What is expected: Needed from the entries below: every line that holds the word "will".

*** Opening Source data ***

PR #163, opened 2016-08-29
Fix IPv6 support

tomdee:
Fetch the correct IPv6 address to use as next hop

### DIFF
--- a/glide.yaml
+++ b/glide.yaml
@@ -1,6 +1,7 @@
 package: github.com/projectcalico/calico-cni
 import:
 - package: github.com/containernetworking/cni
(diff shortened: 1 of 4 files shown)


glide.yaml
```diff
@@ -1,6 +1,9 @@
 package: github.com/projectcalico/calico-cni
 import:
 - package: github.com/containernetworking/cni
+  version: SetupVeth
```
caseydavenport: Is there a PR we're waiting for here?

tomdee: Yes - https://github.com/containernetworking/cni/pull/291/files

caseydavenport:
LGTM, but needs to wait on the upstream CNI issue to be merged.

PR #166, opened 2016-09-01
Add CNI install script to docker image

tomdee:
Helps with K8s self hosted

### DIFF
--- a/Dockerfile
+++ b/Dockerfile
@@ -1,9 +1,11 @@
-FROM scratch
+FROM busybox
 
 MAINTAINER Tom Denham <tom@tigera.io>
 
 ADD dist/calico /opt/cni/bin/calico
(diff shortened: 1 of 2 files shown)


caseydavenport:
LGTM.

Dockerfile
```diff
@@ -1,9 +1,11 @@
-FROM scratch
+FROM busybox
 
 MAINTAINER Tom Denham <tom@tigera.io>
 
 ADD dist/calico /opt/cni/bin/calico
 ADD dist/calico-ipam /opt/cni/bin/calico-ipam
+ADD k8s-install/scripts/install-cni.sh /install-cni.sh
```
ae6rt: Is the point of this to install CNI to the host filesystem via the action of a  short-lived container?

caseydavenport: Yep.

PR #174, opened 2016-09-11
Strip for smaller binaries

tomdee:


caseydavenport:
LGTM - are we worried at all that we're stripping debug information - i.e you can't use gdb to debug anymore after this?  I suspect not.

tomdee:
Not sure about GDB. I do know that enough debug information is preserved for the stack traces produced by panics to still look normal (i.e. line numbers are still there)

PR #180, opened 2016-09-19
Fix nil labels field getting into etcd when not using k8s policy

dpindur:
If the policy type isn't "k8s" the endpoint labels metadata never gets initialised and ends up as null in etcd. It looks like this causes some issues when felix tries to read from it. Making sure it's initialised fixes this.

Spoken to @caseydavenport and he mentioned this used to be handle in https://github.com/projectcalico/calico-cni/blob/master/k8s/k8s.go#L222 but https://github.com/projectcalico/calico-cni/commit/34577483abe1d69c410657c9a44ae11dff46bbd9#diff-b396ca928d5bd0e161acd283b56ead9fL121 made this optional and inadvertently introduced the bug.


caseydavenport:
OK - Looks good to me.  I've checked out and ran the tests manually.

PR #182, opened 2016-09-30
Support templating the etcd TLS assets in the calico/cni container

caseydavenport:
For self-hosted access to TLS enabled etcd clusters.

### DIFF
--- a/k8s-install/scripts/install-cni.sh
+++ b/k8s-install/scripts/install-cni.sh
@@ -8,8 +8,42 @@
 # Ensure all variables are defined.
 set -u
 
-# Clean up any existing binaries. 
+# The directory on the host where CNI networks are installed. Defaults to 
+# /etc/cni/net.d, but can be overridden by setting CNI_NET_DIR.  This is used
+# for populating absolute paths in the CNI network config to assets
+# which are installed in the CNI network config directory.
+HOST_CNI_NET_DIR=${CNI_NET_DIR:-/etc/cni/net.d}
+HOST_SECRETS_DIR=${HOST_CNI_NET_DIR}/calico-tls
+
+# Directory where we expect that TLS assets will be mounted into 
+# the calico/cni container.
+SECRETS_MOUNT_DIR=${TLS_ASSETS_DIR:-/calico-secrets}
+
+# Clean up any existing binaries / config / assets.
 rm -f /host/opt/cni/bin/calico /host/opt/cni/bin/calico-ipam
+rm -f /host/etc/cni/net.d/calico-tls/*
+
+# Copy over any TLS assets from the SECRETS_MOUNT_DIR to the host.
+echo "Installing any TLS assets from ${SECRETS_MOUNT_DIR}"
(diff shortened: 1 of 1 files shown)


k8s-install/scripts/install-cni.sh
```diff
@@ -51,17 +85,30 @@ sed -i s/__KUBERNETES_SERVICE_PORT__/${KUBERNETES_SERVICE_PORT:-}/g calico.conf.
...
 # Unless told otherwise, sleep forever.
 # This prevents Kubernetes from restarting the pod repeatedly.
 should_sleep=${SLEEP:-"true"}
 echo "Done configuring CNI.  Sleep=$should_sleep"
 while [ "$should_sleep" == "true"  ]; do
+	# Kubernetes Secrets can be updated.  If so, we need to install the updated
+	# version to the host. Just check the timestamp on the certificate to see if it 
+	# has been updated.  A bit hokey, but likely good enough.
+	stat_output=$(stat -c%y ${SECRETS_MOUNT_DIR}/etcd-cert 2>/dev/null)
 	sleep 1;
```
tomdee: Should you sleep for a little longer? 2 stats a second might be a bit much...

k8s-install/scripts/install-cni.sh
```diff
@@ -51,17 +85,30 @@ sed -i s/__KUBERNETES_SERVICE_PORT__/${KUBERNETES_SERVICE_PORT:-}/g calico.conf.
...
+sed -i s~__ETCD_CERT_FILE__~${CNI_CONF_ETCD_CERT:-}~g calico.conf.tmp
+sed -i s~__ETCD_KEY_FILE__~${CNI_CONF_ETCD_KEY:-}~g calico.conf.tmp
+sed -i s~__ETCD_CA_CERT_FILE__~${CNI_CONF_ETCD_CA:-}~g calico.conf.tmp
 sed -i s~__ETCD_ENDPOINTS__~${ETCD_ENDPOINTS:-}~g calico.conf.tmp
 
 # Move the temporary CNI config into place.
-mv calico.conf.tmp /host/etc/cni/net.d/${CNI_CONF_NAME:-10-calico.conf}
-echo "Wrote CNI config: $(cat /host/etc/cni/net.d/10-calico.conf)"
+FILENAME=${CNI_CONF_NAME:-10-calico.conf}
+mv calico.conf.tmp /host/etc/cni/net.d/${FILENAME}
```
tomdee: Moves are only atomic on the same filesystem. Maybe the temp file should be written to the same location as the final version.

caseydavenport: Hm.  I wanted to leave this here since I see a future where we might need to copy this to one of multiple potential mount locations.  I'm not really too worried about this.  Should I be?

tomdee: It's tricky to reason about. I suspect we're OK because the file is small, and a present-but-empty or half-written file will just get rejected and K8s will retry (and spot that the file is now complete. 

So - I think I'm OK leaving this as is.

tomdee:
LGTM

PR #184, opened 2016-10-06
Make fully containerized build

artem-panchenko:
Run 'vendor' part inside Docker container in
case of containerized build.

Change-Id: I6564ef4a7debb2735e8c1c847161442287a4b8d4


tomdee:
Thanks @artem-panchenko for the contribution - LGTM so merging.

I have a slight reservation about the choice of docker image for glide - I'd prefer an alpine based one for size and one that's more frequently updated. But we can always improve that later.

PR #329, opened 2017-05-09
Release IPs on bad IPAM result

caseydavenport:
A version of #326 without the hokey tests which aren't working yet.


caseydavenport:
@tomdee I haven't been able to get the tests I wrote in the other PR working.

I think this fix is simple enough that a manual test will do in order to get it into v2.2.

*** Closing Source data ***

Problem solution:
+# Directory where we expect that TLS assets will be mounted into 
tomdee: It's tricky to reason about. I suspect we're OK because the file is small, and a present-but-empty or half-written file will just get rejected and K8s will retry (and spot that the file is now complete. 
I think this fix is simple enough that a manual test will do in order to get it into v2.2.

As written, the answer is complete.